# [MATERIAL SUPPLIED]
PR #895, opened 2021-04-23
Invoice chanman utility

valentinewallace:
~TODO: tests~

Based on #893


lightning/src/ln/channelmanager.rs
```diff
@@ -2397,6 +2460,11 @@ impl<Signer: Sign, M: Deref, T: Deref, K: Deref, F: Deref, L: Deref> ChannelMana
 		self.our_network_pubkey.clone()
 	}
 
+	/// Gets the node secret held by this ChannelManager
+	pub fn get_our_node_secret(&self) -> SecretKey {
```
TheBlueMatt, line 2464: Because its a secret key, we should probably return a reference to it instead of copying the actual secret bytes in memory. Likely to be optimized into the same thing, but its still "best practice".

lightning-invoice/src/lib.rs
```diff
@@ -890,6 +892,76 @@ impl Deref for PositiveTimestamp {
...
+					proportional_millionths: forwarding_info.fee_proportional_millionths,
+				},
+				cltv_expiry_delta: forwarding_info.cltv_expiry_delta,
+				htlc_minimum_msat: None,
+				htlc_maximum_msat: None,
+			}]);
+		}
+
+		let (payment_hash, payment_secret) = channelmanager.get_payment_secret_preimage(
+			if amt_msat == 0 { None } else { Some(amt_msat) },
```
TheBlueMatt, line 937: nit: because its a minimum, providing `Some(0)` is the same as `None`. Should we just make it non-`Option`al?

lightning-invoice/src/lib.rs
```diff
@@ -890,6 +892,76 @@ impl Deref for PositiveTimestamp {
...
+			min_final_cltv_expiry.into(),
+			0,
+		);
+		let secp_ctx = Secp256k1::new();
+		let our_node_pubkey = channelmanager.get_our_node_id();
+		let mut invoice = InvoiceBuilder::new(match network {
```
TheBlueMatt, line 943: Needs features, right, or is just waiting on #876 to land?

TheBlueMatt (commented):
Looks good.

lightning-invoice/src/lib.rs
valentinewallace: Yeah, locally it's based on features. Now getting the sample based on this PR so I can add a test with an invoice I actually know is good...

lightning-invoice/src/lib.rs
valentinewallace: I'm fine with `Option`al, switched the param

lightning/src/ln/channelmanager.rs
```diff
@@ -210,6 +212,33 @@ pub struct PaymentPreimage(pub [u8;32]);
 #[derive(Hash, Copy, Clone, PartialEq, Eq, Debug)]
 pub struct PaymentSecret(pub [u8;32]);
```
jkczyz, line 213: Perhaps we can move `PaymentSecret` into a more low-level module like `ln`. We can reexport it in `channelmanager` to avoid making any cascading changes, if needed.

lightning-invoice/src/lib.rs
```diff
@@ -901,6 +906,79 @@ impl Deref for PositiveTimestamp {
...
+		.min_final_cltv_expiry(min_final_cltv_expiry.into());
+		if let Some(amt) = amt_msat {
+			invoice = invoice.amount_pico_btc(amt * 10);
+		}
+		for hint in route_hints.drain(..) {
+			invoice = invoice.route(hint);
+		}
+
+		invoice.build_signed(|msg_hash| {
+			secp_ctx.sign_recoverable(msg_hash, &channelmanager.get_our_node_secret())
```
jkczyz, line 978: Rather than exposing the secret, maybe `ChannelManager` could provide an interface for signing?

lightning-invoice/src/lib.rs
```diff
@@ -901,6 +906,79 @@ impl Deref for PositiveTimestamp {
 }
 
 impl Invoice {
+	/// Utility to construct an invoice.
+	pub fn from_channelmanager<Signer: Sign, M: Deref, T: Deref, K: Deref, F: Deref, L: Deref>(
+		channelmanager: &ChannelManager<Signer, M, T, K, F, L>, amt_msat: Option<u64>, description: String,
+		network: Network,
+	) -> Result<Invoice, CreationError>
```
jkczyz, line 913: Could you move this into a separate utility module akin to `lightning_block_sync::init`? I'd prefer to separate higher-level lightning data structures from lower-level invoice code when possible.

lightning-invoice/Cargo.toml
```diff
@@ -10,11 +10,19 @@ readme = "README.md"
...
 bech32 = "0.7"
+bitcoin = "0.26"
 lightning = { version = "0.0.13", path = "../lightning" }
 secp256k1 = { version = "0.20", features = ["recovery"] }
 num-traits = "0.2.8"
 bitcoin_hashes = "0.9.4"
 
+[dev-dependencies.bitcoin]
+version = "0.26"
+features = ["bitcoinconsensus"]
```
TheBlueMatt, line 21: Not that it matters, but I think the solution here is to make rust-lightning's _test_utils feature depend on "bitcoin/bitcoinconsensus" instead.

lightning-invoice/src/lib.rs
```diff
@@ -904,6 +906,79 @@ impl Deref for PositiveTimestamp {
 }
 
 impl Invoice {
+	/// Utility to construct an invoice.
+	pub fn from_channelmanager<Signer: Sign, M: Deref, T: Deref, K: Deref, F: Deref, L: Deref>(
+		channelmanager: &ChannelManager<Signer, M, T, K, F, L>, amt_msat: Option<u64>, description: String,
+		network: Network,
```
TheBlueMatt, line 912: Looks like we're taking the dependency on rust-bitcoin specifically to take a network here and then convert it to a Currency, can we just take a Currency?

lightning-invoice/src/lib.rs
```diff
@@ -904,6 +906,79 @@ impl Deref for PositiveTimestamp {
...
+		for channel in our_channels {
+			let short_channel_id = match channel.short_channel_id {
+				Some(id) => id,
+				None => continue,
+			};
+			let forwarding_info = match channel.counterparty_forwarding_info {
+				Some(info) => info,
+				None => continue,
+			};
+			if forwarding_info.cltv_expiry_delta > min_final_cltv_expiry {
```
TheBlueMatt, line 934: I dont think we need to check this? They're additive, doesn't matter if one hop is lower than our final CLTV.

lightning-invoice/src/lib.rs
```diff
@@ -904,6 +906,79 @@ impl Deref for PositiveTimestamp {
...
+		M::Target: chain::Watch<Signer>,
+		T::Target: BroadcasterInterface,
+		K::Target: KeysInterface<Signer = Signer>,
+		F::Target: FeeEstimator,
+		L::Target: Logger,
+	{
+		// Marshall route hints.
+		let our_channels = channelmanager.list_usable_channels();
+		let mut route_hints = vec![];
+		let mut min_final_cltv_expiry = 18;
```
TheBlueMatt, line 924: Maybe use the new constant in one of the later updates of the dependent PRs https://github.com/rust-bitcoin/rust-lightning/pull/893/commits/615ef7d6f88464ed8478a8c8cc0e7582ba66d773

lightning-invoice/src/lib.rs
valentinewallace: Hm, what do you think the module should be called? `utils` perhaps?

TheBlueMatt:
Can now be rebased after the merge of #893.

lightning/src/ln/channelmanager.rs
valentinewallace: Feels a bit odd to separate out the PaymentSecret from the PaymentPreimage/PaymentHash. Maybe they should all be moved in follow-up?

TheBlueMatt: I mean its a few extra lines of diff, might as well move them all in one go.

lightning-invoice/src/lib.rs
TheBlueMatt: If we sign anything blindly, it feels like basically the same thing - we'd have to actually have logic knowing what we're signing to avoid it, which would be great, except then we get into lightning depending on lightning-invoice and circular dependencies :/.

lightning-invoice/src/lib.rs
jkczyz: Yeah, `utils` would be fine.

lightning/Cargo.toml
```diff
@@ -32,10 +32,6 @@ bitcoin = "0.26"
 hex = { version = "0.3", optional = true }
 regex = { version = "0.1.80", optional = true }
 
-[dev-dependencies.bitcoin]
-version = "0.26"
```
TheBlueMatt, line 36: Oops, we still need this block for `cargo test -p lightning` because that isn't `_test_util` just `test`

valentinewallace: Ah, thanks that's what I'm looking for

lightning-invoice/src/lib.rs
```diff
@@ -1295,10 +1290,100 @@ impl<S> Display for SignOrCreationError<S> {
...
+	) -> Result<Invoice, CreationError>
+	where
+		M::Target: chain::Watch<Signer>,
+		T::Target: BroadcasterInterface,
+		K::Target: KeysInterface<Signer = Signer>,
+		F::Target: FeeEstimator,
+		L::Target: Logger,
+	{
+		// Marshall route hints.
+		let our_channels = channelmanager.list_usable_channels();
```
ariard, line 1321: IIUC this utility returns as routing hints the complete set of our channels, including the non-announced subset one ? 

Sounds pretty harmful for privacy, maybe the utility should have a boolean `all` or otherwise a Vec<short_channel_id> to precise which ones to disclose ?

lightning-invoice/src/lib.rs
ariard: Pretty agree with Jeff here, does isolating the utility in its own module resolve the circular dependency ?

Extracting the node secret key from the node will let any malicious entity signs a bunch of random invoices with known hash/preimages. If the victim node is a merchant it opens the way to further social attacks, like contacting the support to claim that a service/good is owed and has not been delivered ?

ariard (commented):
Otherwise sounds good to me :)

lightning-invoice/src/lib.rs
```diff
@@ -1292,10 +1290,100 @@ impl<S> Display for SignOrCreationError<S> {
 	}
 }
 
+mod utils {
```
jkczyz, line 1293: I was thinking this could be in its own file as well for code cleanliness.

fuzz/src/full_stack.rs
```diff
@@ -14,918 +14,1220 @@
...
-	v[0] = ((u >> 8*7) & 0xff) as u8;
-	v[1] = ((u >> 8*6) & 0xff) as u8;
-	v[2] = ((u >> 8*5) & 0xff) as u8;
-	v[3] = ((u >> 8*4) & 0xff) as u8;
-	v[4] = ((u >> 8*3) & 0xff) as u8;
-	v[5] = ((u >> 8*2) & 0xff) as u8;
-	v[6] = ((u >> 8*1) & 0xff) as u8;
-	v[7] = ((u >> 8*0) & 0xff) as u8;
-	v
+    let mut v = [0; 8];
```
jkczyz, line 79: Formatting changes in `full_stack.rs` look undesirable. See commit 5a478c769dc106ea0a0a0747973ef2d0f67288fe.

lightning-invoice/src/lib.rs
TheBlueMatt: > does isolating the utility in its own module resolve the circular dependency

No, the only solution we could do would be to pull at least `Features` (and probably a few other tiny things) into a new crate which both rust-lightning and lightning-invoice depend on. I'm not super excited about that, but its possible.

> Extracting the node secret key from the node will let any malicious entity signs a bunch of random invoices with known hash/preimages

Yea, we don't really have a concrete story for the node secret's security model right now. We do require it in ChannelManager, so we have to assume anyone with access to the `ChannelManager` can, in principle, do anything they want with the node secret (at least its on the same host/in the same memory space). Its unclear if there's a lot we can do about that, either, we need it to read onions. We could make reading onions a part of the keys interface, but that does seem like an API that is going to change a *ton*.

In general, I think we really need a spec update to let us sign invoices with a different key than onion decryption (etc). cc @devrandom.

devrandom: It would be good not to go further in the direction of passing around the private key.

I think we can have a function `sign_invoice` on `KeysInterface` with the following arguments:

- hrp
- data

and they could be either `Vec<u5>` or `Vec<u8>`.

If the developer actually wants to validate inside `KeysInterface`, they will have to re-parse the invoice.  I think that's fine, since you likely go across process boundaries when signing in the general case (hardware wallet / HSM / hardened signing server).

As to the node secret in other contexts - I think it boils down to signing things and computing shared secrets.  I think both of these can be behind `KeysInterface` (or a smaller trait that can be gotten from it).  I'm happy to try implementing there's doubt.

lightning-invoice/src/lib.rs
TheBlueMatt: I think this is the right default to this - in most cases if we're a "client" node we only have one or two channels anyway (and in non-"client" cases we have several channels that are public), and the "real" fix is to generate random short channel ids.

valentinewallace:
Oops, need to switch `sign_invoice` to return a `Result`. Otherwise I think this is roughly what it's gonna look like.

lightning-invoice/src/lib.rs
TheBlueMatt: Probably also should be pub :).

TheBlueMatt: Probably also should be pub in some way :).

lightning-invoice/src/lib.rs
```diff
@@ -1365,9 +1364,32 @@ pub mod utils {
...
+		}
+
+		invoice_preimage.extend_from_slice(&Vec::<u8>::from_base32(&data_part)
+		  .expect("No padding error may occur due to appended zero above."));
+		let signature = match keys_manager.sign_invoice(invoice_preimage) {
+			Ok(sig) => sig,
+			Err(_) => return Err(SemanticError::InvalidSignature)
+		};
+		let signed_raw_invoice: Result<SignedRawInvoice, SemanticError> = raw_invoice.sign(|_| Ok(signature));
+		Invoice::from_signed(signed_raw_invoice.unwrap())
```
jkczyz, line 1392: The signing API is designed to allow custom errors. So the error type here should be what is returned by `sign_invoice`. Something like:

```rust
let signed_raw_invoice = raw_invoice.sign(|_| keys_manager.sign_invoice(invoice_preimage))?;
```

 But may have to convert to a `SignOrCreationError`.

fuzz/src/full_stack.rs
TheBlueMatt: Looks like rustfmt accidentally got run across this file?

lightning-invoice/src/lib.rs
```diff
@@ -1295,10 +1290,123 @@ impl<S> Display for SignOrCreationError<S> {
 	}
 }
 
+	/// Convenient utilities to create an invoice.
```
TheBlueMatt, line 1293: nit indentation here.

lightning-invoice/src/lib.rs
```diff
@@ -1295,10 +1290,123 @@ impl<S> Display for SignOrCreationError<S> {
...
+	use lightning::chain::keysinterface::{Sign, KeysInterface};
+	use lightning::ln::channelmanager::{ChannelManager, MIN_FINAL_CLTV_EXPIRY};
+	use lightning::ln::features::InvoiceFeatures;
+	use lightning::routing::network_graph::RoutingFees;
+	use lightning::routing::router::RouteHintHop;
+	use lightning::util::logger::Logger;
+	use std::ops::Deref;
+
+	/// Utility to construct an invoice.
+	#[allow(dead_code)]
```
TheBlueMatt, line 1309: This shouldnt be dead code if its publicly-exposed.

lightning-invoice/src/lib.rs
```diff
@@ -1295,10 +1290,123 @@ impl<S> Display for SignOrCreationError<S> {
...
+	use lightning::chain::chaininterface::{BroadcasterInterface, FeeEstimator};
+	use lightning::chain::keysinterface::{Sign, KeysInterface};
+	use lightning::ln::channelmanager::{ChannelManager, MIN_FINAL_CLTV_EXPIRY};
+	use lightning::ln::features::InvoiceFeatures;
+	use lightning::routing::network_graph::RoutingFees;
+	use lightning::routing::router::RouteHintHop;
+	use lightning::util::logger::Logger;
+	use std::ops::Deref;
+
+	/// Utility to construct an invoice.
```
TheBlueMatt, line 1308: Probably useful to describe when you'd want to use this and why.

lightning-invoice/src/lib.rs
```diff
@@ -1295,10 +1290,123 @@ impl<S> Display for SignOrCreationError<S> {
...
+	#[allow(dead_code)]
+	pub fn from_channelmanager<Signer: Sign, M: Deref, T: Deref, K: Deref, F: Deref, L: Deref>(
+		channelmanager: &ChannelManager<Signer, M, T, K, F, L>, amt_msat: Option<u64>, description: String,
+		network: Currency, keys_manager: &dyn KeysInterface<Signer = Signer>
```
TheBlueMatt, line 1312: Should be no reason to need a dyn here - can we just add a template parameter?

lightning-invoice/src/lib.rs
```diff
@@ -1295,10 +1290,123 @@ impl<S> Display for SignOrCreationError<S> {
...
+	use lightning::ln::channelmanager::{ChannelManager, MIN_FINAL_CLTV_EXPIRY};
+	use lightning::ln::features::InvoiceFeatures;
+	use lightning::routing::network_graph::RoutingFees;
+	use lightning::routing::router::RouteHintHop;
+	use lightning::util::logger::Logger;
+	use std::ops::Deref;
+
+	/// Utility to construct an invoice.
+	#[allow(dead_code)]
+	pub fn from_channelmanager<Signer: Sign, M: Deref, T: Deref, K: Deref, F: Deref, L: Deref>(
```
TheBlueMatt, line 1310: May be useful to call this `Invoice_from_...` or so. In context I guess it makes sense but if its just in a module on its own it would be nice to reference the thing being created. Do you agree @jkczyz?

jkczyz: Maybe `create_invoice_from_channelmanager` since using a `from_` prefix tends to imply a conversion.

lightning-invoice/src/lib.rs
```diff
@@ -1301,15 +1302,14 @@ mod utils {
...
 	use std::ops::Deref;
 
 	/// Utility to construct an invoice.
 	#[allow(dead_code)]
 	pub fn from_channelmanager<Signer: Sign, M: Deref, T: Deref, K: Deref, F: Deref, L: Deref>(
 		channelmanager: &ChannelManager<Signer, M, T, K, F, L>, amt_msat: Option<u64>, description: String,
-		network: Currency,
-	) -> Result<Invoice, CreationError>
+		network: Currency, keys_manager: &dyn KeysInterface<Signer = Signer>
+	) -> Result<Invoice, SemanticError>
```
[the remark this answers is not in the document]
valentinewallace: Hm so `Invoice::from_signed` returns ` SemanticError`, which is a bit tricky to translate to a `CreationError`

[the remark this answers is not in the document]
jkczyz: Exactly. This would indicate a bug on our end so we should `unwrap` or `expect` there.

valentinewallace:
Gonna have lunch then come back to this

lightning/src/chain/keysinterface.rs
```diff
@@ -391,6 +392,12 @@ pub trait KeysInterface: Send + Sync {
 	/// contain no versioning scheme. You may wish to include your own version prefix and ensure
 	/// you've read all of the provided bytes to ensure no corruption occurred.
 	fn read_chan_signer(&self, reader: &[u8]) -> Result<Self::Signer, DecodeError>;
+
+	/// Sign an invoice's preimage (note that this is the preimage of the invoice, not the HTLC's
+	/// preimage). By parameterizing by the preimage instead of the hash, we allow implementors of
+	/// this trait to parse the invoice and make sure they're signing what they expect, rather than
+	/// blindly signing the hash.
+	fn sign_invoice(&self, invoice_preimage: Vec<u8>) -> Result<RecoverableSignature, DecodeError>;
```
TheBlueMatt, line 400: `DecodeError` definitely feels pretty strange here - I suppose in principle users may be decoding so that's a part of the possible errors, but users are also signing, and you could imagine something like "hard ware wallet unplugged" as an error. I guess we could do `()` for the error type  here like we do a few others - ultimately we're just gonna pass the user their own error back again.

lightning/src/ln/channelmanager.rs
```diff
@@ -2475,6 +2463,11 @@ impl<Signer: Sign, M: Deref, T: Deref, K: Deref, F: Deref, L: Deref> ChannelMana
 		self.our_network_pubkey.clone()
 	}
 
+	/// Gets the node secret held by this ChannelManager
```
TheBlueMatt, line 2466: This should be dropped now.

lightning-invoice/src/utils.rs
```diff
@@ -0,0 +1,173 @@
...
+		data_part.push(u5::try_from_u8(0).unwrap());
+
+		// if overhang is in (1..3) we need to add u5(0) padding two times
+		if overhang < 3 {
+			data_part.push(u5::try_from_u8(0).unwrap());
+		}
+	}
+
+	invoice_preimage.extend_from_slice(&Vec::<u8>::from_base32(&data_part)
+																		 .expect("No padding error may occur due to appended zero above."));
```
jkczyz, line 100: bad indentation

lightning/src/chain/keysinterface.rs
```diff
@@ -1047,6 +1054,15 @@ impl KeysInterface for KeysManager {
...
 		InMemorySigner::read(&mut std::io::Cursor::new(reader))
 	}
+
+	fn sign_invoice(&self, invoice_preimage: Vec<u8>) -> Result<RecoverableSignature, ()> {
+		let secp_ctx = Secp256k1::new();
+		let mut raw_hash: [u8; 32] = Default::default();
+		raw_hash.copy_from_slice(&Sha256::hash(&invoice_preimage)[..]);
+		let msg_hash = Message::from_slice(&raw_hash[..])
+			.expect("Hash is 32 bytes long, same as MESSAGE_SIZE");
+		Ok(secp_ctx.sign_recoverable(&msg_hash, &self.get_node_secret()))
```
TheBlueMatt, line 1064: You can simplify this a good bit (plus then drop the `Message` import above.
```suggestion
		Ok(self.secp_ctx.sign_recoverable(&hash_to_message!(&Sha256::hash(&invoice_preimage)), &self.get_node_secret()))
```

lightning-invoice/src/utils.rs
```diff
@@ -0,0 +1,173 @@
...
+	let signed_raw_invoice: Result<SignedRawInvoice, DecodeError> = raw_invoice.sign(|_| keys_manager.sign_invoice(invoice_preimage));
```
jkczyz, line 101: Type declaration is probably unnecessary now.

lightning-invoice/src/utils.rs
```diff
@@ -0,0 +1,173 @@
...
+	match signed_raw_invoice {
+		Ok(inv) => return Ok(Invoice::from_signed(inv).unwrap()),
+		Err(e) => return Err(SignOrCreationError::SignError(e))
+	};
```
jkczyz, line 105: nit:

```rust
match signed_raw_invoice {
	Ok(inv) => Ok(Invoice::from_signed(inv).unwrap()),
	Err(e) => Err(SignOrCreationError::SignError(e)),
}
```

lightning-invoice/src/utils.rs
```diff
@@ -0,0 +1,173 @@
...
+use std::ops::Deref;
+
+/// Utility to construct an invoice. Generally, unless you want to do something like a custom
+/// cltv_expiry, this is what you should be using to create an invoice. The reason being, this
+/// method stores the invoice's payment secret and preimage in `ChannelManager`, so (a) the user
+/// doesn't have to store preimage/payment secret information and (b) `ChannelManager` can verify
+/// that the payment secret is valid when the invoice is paid.
+pub fn create_invoice_from_channelmanager<Signer: Sign, M: Deref, T: Deref, K: Deref, F: Deref, L: Deref>(
+	channelmanager: &ChannelManager<Signer, M, T, K, F, L>, keys_manager: K, amt_msat: Option<u64>,
+	description: String, network: Currency
```
jkczyz, line 23: Rename `currency` to `network` and consider moving it before `amt_msat`.

TheBlueMatt (commented):
Aside from Jeff's comments and https://github.com/rust-bitcoin/rust-lightning/pull/895#discussion_r623219246 this LGTM.

lightning-invoice/src/lib.rs
ariard: Agree for the "client" node but for a big hub you will disclose all your private channels with spoke *if* you're also a merchant which is quite the case of a bunch of such nodes. Though opening an issue for now, we'll adjust in function of users feedback.

TheBlueMatt: Right, we ultimately need some heuristic of "we have > 5 public channels, we shouldn't include any route hints at all", probably.

lightning-invoice/src/lib.rs
```diff
@@ -747,8 +747,13 @@ impl RawInvoice {
 		}
 
 		preimage.extend_from_slice(&Vec::<u8>::from_base32(&data_part)
-			.expect("No padding error may occur due to appended zero above."));
+		  .expect("No padding error may occur due to appended zero above."));
```
jkczyz, line 750: nit: leave as tab

TheBlueMatt (approved):

jkczyz (approved):

lightning-invoice/src/utils.rs
```diff
@@ -0,0 +1,158 @@
+/// Convenient utilities to create an invoice.
```
TheBlueMatt, line 1: Lol, oops, needs a `pub mod utils` in lib.rs or this doesn't even compile.

TheBlueMatt (changes requested):

valentinewallace:
Gah my bad, fixed

lightning-invoice/src/utils.rs
TheBlueMatt, line 1: In order for this to be a doc comment it needs to be "//!" not "///"

lightning-invoice/src/utils.rs
```diff
@@ -0,0 +1,158 @@
...
+
+/// Utility to construct an invoice. Generally, unless you want to do something like a custom
+/// cltv_expiry, this is what you should be using to create an invoice. The reason being, this
+/// method stores the invoice's payment secret and preimage in `ChannelManager`, so (a) the user
+/// doesn't have to store preimage/payment secret information and (b) `ChannelManager` can verify
+/// that the payment secret is valid when the invoice is paid.
+pub fn create_invoice_from_channelmanager<Signer: Sign, M: Deref, T: Deref, K: Deref, F: Deref, L: Deref>(
+	channelmanager: &ChannelManager<Signer, M, T, K, F, L>, keys_manager: K, network: Currency,
+	amt_msat: Option<u64>, description: String
+) -> Result<Invoice, SignOrCreationError<DecodeError>>
```
TheBlueMatt, line 24: This doesn't compile now.

lightning-invoice/src/utils.rs
valentinewallace: TIL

# [EXERCISE INSTRUCTIONS]
When a line in the records holds the string "client", copy that line.

# [EXPECTED OUTPUT]
TheBlueMatt: I think this is the right default to this - in most cases if we're a "client" node we only have one or two channels anyway (and in non-"client" cases we have several channels that are public), and the "real" fix is to generate random short channel ids.
ariard: Agree for the "client" node but for a big hub you will disclose all your private channels with spoke *if* you're also a merchant which is quite the case of a bunch of such nodes. Though opening an issue for now, we'll adjust in function of users feedback.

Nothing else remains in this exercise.